→ Task item
Each line with the word "certain" must appear in the answer, copied from the records.
┌──
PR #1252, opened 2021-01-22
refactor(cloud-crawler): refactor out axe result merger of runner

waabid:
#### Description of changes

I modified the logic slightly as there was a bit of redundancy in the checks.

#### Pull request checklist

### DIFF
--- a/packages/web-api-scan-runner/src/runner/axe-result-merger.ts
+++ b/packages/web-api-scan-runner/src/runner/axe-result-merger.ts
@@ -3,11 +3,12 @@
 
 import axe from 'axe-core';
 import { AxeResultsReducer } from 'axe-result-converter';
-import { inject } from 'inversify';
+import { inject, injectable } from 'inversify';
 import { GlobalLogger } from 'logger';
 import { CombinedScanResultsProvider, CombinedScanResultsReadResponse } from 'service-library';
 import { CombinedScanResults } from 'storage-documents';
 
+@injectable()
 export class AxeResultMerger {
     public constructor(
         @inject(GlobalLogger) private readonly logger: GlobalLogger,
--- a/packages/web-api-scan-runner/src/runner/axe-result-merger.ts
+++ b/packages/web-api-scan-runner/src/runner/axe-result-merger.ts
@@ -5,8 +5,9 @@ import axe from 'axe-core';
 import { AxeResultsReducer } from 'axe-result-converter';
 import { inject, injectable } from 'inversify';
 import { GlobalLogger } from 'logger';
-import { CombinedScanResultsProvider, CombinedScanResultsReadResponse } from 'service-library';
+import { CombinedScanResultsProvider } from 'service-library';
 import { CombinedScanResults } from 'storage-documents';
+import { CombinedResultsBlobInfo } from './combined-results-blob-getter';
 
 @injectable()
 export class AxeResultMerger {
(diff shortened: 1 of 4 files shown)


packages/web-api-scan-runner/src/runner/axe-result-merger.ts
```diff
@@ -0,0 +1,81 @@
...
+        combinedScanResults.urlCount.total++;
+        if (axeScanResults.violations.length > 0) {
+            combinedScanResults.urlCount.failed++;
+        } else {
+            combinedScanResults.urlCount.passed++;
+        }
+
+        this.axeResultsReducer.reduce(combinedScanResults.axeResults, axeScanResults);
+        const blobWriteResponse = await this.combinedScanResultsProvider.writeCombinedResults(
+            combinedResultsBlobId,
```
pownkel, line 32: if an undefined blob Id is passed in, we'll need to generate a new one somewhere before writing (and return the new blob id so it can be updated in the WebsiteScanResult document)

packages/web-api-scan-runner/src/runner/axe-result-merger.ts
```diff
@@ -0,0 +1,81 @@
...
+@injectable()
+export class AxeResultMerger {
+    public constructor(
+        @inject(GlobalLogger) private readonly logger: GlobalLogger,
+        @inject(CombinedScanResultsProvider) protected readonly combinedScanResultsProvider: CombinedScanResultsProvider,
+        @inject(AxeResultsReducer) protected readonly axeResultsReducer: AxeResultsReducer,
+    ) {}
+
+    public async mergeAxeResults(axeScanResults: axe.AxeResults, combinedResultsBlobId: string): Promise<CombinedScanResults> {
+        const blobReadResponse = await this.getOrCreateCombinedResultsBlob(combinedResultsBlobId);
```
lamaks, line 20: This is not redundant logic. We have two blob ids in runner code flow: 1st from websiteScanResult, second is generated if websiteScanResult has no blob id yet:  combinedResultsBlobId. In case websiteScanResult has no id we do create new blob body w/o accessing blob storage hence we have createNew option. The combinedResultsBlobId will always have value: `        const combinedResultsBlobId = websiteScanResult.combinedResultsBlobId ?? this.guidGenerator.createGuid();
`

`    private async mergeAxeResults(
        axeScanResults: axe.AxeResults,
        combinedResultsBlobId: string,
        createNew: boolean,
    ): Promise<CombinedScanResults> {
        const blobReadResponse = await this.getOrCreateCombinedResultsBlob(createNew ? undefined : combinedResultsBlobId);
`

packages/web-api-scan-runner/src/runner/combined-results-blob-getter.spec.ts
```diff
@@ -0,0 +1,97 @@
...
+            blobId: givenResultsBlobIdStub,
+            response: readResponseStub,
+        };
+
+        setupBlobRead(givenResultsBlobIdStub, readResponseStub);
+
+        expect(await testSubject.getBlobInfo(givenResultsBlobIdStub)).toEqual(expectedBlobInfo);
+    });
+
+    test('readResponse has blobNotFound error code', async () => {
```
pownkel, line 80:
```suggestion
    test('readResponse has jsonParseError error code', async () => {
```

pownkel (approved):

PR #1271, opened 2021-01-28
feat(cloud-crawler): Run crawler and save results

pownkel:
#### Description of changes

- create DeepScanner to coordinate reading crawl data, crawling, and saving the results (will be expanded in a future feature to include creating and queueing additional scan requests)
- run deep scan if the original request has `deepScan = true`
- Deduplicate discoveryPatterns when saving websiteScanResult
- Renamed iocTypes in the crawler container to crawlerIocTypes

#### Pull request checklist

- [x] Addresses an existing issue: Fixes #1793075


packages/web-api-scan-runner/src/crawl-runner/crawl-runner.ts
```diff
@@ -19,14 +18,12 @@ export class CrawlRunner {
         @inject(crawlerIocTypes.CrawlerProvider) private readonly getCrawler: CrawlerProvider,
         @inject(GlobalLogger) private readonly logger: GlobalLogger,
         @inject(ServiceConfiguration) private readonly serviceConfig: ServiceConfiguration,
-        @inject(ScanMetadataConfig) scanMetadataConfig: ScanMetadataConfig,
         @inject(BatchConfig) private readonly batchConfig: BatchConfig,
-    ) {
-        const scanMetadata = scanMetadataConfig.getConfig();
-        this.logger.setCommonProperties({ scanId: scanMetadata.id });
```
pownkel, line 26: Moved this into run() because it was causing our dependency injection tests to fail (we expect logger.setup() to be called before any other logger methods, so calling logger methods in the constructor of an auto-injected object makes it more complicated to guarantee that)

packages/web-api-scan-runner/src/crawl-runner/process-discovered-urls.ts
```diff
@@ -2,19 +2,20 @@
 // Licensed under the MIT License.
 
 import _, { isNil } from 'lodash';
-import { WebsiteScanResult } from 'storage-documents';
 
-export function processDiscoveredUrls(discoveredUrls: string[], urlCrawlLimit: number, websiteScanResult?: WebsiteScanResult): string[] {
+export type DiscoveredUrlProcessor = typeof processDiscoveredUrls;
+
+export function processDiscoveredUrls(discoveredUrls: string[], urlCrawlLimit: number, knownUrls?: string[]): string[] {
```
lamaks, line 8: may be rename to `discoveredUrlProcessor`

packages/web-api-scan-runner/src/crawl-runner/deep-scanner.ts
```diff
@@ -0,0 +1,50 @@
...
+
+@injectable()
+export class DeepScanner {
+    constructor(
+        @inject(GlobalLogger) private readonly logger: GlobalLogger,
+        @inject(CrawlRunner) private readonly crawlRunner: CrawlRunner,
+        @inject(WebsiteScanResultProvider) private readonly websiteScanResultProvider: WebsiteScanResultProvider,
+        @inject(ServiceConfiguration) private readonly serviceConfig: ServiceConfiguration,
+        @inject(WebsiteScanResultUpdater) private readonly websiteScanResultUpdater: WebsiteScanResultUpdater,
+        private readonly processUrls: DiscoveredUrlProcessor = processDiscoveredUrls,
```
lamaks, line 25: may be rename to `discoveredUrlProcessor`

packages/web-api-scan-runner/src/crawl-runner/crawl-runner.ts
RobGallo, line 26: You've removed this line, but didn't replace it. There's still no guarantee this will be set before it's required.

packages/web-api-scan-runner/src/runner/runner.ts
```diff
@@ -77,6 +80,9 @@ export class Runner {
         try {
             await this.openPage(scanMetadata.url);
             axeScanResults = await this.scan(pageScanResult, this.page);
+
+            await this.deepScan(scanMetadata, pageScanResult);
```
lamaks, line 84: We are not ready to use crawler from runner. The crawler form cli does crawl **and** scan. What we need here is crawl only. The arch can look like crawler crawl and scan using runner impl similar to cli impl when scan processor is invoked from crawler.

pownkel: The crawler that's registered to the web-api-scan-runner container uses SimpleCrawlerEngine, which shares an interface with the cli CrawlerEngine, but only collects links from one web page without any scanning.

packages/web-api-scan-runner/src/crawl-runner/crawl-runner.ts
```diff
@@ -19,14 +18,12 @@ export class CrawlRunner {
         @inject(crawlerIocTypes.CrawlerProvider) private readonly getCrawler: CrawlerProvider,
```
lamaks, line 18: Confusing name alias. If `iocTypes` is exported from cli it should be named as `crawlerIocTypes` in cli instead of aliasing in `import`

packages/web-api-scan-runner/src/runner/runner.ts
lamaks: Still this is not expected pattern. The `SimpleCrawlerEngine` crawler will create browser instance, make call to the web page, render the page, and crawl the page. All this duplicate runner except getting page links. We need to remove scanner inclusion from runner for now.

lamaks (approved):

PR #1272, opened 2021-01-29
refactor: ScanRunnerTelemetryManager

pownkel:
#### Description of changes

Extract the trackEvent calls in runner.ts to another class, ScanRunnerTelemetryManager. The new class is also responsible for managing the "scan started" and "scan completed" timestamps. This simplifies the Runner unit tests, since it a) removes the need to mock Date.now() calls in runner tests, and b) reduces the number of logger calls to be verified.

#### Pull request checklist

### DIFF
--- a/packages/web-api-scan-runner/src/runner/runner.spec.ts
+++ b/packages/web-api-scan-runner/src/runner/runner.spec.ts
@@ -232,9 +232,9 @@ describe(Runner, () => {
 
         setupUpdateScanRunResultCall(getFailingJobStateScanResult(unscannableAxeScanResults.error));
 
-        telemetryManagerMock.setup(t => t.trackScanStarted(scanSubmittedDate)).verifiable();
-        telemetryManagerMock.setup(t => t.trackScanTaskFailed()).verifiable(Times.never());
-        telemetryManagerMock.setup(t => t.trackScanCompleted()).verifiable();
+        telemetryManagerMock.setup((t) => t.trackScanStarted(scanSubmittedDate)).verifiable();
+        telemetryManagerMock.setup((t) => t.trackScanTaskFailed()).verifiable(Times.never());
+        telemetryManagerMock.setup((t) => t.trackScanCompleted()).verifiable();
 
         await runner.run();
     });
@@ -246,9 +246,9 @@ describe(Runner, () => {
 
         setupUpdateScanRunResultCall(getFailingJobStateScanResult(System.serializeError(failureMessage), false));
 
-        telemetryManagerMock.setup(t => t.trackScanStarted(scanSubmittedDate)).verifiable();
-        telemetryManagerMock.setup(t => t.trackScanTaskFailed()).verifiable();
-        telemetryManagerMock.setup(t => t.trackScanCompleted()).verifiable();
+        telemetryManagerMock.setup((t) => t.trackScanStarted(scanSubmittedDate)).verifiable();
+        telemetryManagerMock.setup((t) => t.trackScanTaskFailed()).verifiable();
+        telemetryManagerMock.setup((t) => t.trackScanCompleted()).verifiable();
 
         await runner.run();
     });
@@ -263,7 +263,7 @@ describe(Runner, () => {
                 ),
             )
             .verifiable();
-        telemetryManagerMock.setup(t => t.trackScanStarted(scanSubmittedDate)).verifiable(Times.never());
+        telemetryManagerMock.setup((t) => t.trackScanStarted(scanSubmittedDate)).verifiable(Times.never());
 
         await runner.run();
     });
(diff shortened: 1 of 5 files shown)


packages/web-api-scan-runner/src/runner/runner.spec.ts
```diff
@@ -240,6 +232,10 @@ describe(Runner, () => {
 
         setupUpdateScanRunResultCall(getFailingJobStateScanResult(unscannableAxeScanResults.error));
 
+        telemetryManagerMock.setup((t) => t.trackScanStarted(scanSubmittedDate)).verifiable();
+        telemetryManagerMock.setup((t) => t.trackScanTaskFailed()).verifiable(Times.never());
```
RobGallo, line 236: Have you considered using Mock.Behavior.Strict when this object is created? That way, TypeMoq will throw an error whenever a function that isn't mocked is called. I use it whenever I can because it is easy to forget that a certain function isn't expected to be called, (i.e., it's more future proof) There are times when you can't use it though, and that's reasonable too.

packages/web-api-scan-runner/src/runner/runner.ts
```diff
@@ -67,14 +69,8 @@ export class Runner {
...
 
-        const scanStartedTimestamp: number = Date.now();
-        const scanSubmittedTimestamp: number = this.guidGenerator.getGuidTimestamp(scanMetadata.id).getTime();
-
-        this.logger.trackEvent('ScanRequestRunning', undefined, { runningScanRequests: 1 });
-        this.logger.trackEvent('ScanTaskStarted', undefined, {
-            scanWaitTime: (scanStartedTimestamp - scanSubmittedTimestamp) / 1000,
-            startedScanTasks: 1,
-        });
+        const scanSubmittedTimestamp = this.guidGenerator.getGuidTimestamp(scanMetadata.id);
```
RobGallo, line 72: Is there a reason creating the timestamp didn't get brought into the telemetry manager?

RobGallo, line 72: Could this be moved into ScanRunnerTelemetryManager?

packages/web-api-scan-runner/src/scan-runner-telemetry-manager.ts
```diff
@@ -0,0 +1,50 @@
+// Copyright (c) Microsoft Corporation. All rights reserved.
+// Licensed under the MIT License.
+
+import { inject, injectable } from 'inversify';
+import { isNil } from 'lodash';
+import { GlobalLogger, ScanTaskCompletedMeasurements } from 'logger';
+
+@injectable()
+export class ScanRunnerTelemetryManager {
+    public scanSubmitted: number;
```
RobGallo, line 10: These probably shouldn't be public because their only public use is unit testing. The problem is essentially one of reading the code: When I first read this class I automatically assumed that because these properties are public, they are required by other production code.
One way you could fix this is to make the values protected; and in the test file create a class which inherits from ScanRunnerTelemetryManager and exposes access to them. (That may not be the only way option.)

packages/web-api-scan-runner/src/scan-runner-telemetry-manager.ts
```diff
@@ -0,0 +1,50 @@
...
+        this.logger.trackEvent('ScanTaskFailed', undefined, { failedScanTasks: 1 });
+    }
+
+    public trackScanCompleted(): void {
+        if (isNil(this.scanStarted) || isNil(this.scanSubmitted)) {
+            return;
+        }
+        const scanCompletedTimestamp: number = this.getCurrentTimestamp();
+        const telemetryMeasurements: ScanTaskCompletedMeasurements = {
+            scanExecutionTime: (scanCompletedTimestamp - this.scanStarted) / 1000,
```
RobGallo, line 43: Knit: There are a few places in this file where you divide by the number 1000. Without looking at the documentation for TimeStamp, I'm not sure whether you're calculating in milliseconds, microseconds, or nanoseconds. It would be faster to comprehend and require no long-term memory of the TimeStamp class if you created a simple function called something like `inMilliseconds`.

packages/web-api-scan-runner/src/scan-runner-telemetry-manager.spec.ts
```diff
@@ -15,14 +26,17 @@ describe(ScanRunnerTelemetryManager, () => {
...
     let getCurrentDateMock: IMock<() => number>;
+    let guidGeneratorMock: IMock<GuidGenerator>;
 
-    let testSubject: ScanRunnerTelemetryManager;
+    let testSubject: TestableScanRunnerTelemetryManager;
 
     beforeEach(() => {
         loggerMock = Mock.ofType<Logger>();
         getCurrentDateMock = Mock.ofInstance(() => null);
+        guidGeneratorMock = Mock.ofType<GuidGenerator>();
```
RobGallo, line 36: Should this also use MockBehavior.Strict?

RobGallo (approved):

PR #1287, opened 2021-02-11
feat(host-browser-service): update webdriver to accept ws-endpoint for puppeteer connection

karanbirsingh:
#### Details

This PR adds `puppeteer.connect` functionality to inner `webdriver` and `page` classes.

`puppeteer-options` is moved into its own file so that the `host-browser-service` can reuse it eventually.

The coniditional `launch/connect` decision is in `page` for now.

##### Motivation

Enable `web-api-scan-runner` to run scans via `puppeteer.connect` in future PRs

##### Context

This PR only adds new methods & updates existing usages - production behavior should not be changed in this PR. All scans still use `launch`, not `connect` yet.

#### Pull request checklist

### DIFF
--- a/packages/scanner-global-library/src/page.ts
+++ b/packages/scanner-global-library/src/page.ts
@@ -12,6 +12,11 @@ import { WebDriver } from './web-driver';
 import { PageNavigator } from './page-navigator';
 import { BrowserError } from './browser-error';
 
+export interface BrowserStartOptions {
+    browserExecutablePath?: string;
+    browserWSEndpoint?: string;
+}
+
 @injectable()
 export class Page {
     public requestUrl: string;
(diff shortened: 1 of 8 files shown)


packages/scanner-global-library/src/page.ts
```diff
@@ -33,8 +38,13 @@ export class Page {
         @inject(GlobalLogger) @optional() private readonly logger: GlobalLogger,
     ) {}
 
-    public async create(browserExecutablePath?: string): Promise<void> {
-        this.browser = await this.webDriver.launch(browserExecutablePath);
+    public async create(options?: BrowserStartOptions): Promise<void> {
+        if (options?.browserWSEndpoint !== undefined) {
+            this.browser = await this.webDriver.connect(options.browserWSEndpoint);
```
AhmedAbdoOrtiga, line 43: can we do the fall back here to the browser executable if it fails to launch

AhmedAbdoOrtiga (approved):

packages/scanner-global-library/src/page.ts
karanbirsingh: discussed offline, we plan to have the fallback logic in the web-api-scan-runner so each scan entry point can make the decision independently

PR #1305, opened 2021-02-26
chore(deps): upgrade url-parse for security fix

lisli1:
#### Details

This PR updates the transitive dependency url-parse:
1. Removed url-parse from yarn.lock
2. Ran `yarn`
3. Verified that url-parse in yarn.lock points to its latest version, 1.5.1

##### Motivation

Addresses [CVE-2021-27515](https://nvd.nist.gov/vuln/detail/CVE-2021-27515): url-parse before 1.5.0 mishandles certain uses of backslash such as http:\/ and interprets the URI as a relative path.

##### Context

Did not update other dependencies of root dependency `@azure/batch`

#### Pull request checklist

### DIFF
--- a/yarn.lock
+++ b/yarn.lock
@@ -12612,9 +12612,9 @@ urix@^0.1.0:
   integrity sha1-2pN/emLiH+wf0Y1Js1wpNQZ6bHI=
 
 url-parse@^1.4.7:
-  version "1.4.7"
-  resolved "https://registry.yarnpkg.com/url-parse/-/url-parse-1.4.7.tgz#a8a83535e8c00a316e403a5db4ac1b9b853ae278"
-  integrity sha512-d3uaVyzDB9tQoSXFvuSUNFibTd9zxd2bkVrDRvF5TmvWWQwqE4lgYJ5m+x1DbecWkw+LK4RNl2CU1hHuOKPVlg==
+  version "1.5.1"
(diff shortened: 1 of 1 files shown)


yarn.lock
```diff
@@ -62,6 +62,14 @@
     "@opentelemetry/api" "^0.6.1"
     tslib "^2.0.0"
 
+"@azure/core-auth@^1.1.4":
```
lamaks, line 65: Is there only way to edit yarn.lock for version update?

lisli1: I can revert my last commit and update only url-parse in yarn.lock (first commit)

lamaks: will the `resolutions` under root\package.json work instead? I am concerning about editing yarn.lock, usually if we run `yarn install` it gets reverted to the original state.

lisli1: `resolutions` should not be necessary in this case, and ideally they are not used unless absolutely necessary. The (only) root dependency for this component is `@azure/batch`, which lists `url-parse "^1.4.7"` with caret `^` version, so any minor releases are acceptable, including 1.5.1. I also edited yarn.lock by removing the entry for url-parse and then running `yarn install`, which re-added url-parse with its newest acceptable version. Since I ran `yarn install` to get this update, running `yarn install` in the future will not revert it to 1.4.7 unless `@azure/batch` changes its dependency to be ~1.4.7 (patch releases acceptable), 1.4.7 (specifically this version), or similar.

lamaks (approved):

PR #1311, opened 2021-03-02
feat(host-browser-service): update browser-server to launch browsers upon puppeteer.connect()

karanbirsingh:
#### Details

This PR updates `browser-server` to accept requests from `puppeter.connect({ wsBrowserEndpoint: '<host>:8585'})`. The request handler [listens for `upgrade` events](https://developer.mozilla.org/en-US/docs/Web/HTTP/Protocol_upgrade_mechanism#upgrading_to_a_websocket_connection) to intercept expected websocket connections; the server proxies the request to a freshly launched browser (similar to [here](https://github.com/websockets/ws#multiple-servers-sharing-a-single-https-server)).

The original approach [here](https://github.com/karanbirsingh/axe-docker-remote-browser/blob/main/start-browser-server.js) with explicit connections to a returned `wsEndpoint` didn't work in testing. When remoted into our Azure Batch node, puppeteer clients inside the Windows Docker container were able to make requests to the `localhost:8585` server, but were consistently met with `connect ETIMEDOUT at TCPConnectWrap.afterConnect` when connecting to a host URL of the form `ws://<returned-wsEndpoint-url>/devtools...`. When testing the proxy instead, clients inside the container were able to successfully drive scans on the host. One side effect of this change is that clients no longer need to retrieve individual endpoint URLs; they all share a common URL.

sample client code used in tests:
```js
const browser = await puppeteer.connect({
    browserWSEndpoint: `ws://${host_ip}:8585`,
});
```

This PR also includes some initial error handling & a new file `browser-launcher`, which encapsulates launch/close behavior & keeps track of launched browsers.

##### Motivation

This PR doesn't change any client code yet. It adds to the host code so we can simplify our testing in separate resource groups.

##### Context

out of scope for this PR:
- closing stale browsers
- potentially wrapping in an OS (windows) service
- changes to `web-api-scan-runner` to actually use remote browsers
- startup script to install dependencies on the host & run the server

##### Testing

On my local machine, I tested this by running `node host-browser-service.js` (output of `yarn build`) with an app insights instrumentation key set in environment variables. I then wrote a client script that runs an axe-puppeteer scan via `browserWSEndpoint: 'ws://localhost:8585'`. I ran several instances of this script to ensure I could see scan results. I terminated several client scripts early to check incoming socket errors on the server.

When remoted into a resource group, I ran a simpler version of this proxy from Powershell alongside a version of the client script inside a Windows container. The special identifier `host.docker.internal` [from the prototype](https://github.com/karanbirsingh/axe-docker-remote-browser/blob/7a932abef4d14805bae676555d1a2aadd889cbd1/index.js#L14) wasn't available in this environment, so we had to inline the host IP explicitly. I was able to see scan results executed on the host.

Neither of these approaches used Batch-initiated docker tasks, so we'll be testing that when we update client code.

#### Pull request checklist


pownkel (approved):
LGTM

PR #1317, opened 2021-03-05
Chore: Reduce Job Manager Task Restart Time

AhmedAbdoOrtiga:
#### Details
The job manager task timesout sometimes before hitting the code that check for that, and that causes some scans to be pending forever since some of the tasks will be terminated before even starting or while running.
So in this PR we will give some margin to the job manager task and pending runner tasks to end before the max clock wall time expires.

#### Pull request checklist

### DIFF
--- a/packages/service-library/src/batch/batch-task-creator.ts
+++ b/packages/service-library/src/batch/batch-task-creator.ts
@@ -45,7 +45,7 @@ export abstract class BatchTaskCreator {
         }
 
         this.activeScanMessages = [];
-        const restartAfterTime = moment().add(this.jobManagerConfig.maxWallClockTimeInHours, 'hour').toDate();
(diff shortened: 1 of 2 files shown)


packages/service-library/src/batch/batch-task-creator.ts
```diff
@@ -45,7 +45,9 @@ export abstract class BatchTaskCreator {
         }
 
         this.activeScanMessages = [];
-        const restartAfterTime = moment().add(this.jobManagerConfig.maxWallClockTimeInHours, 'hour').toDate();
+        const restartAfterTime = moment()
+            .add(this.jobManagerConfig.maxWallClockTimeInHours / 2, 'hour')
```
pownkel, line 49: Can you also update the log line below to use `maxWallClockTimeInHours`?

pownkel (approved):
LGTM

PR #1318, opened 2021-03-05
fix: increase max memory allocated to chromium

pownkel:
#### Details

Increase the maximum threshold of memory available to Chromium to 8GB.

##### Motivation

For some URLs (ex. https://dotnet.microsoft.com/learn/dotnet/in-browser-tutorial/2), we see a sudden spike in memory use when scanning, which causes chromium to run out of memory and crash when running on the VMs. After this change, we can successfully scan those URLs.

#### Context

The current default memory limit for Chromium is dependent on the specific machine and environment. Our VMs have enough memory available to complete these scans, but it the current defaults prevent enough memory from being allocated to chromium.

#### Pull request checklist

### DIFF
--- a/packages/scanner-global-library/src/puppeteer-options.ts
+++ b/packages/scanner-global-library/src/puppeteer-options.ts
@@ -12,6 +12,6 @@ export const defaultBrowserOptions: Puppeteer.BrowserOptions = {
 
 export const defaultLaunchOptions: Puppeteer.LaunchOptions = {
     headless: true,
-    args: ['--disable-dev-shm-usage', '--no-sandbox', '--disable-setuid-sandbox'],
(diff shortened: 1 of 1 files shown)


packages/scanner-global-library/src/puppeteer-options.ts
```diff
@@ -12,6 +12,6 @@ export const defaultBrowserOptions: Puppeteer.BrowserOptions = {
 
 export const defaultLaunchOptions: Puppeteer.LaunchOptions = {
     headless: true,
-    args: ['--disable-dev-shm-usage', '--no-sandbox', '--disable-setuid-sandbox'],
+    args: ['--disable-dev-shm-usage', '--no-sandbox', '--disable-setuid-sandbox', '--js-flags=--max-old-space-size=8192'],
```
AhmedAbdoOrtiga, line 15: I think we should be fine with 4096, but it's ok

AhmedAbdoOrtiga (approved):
└──
→ Response to the task
RobGallo, line 236: Have you considered using Mock.Behavior.Strict when this object is created? That way, TypeMoq will throw an error whenever a function that isn't mocked is called. I use it whenever I can because it is easy to forget that a certain function isn't expected to be called, (i.e., it's more future proof) There are times when you can't use it though, and that's reasonable too.
Addresses [CVE-2021-27515](https://nvd.nist.gov/vuln/detail/CVE-2021-27515): url-parse before 1.5.0 mishandles certain uses of backslash such as http:\/ and interprets the URI as a relative path.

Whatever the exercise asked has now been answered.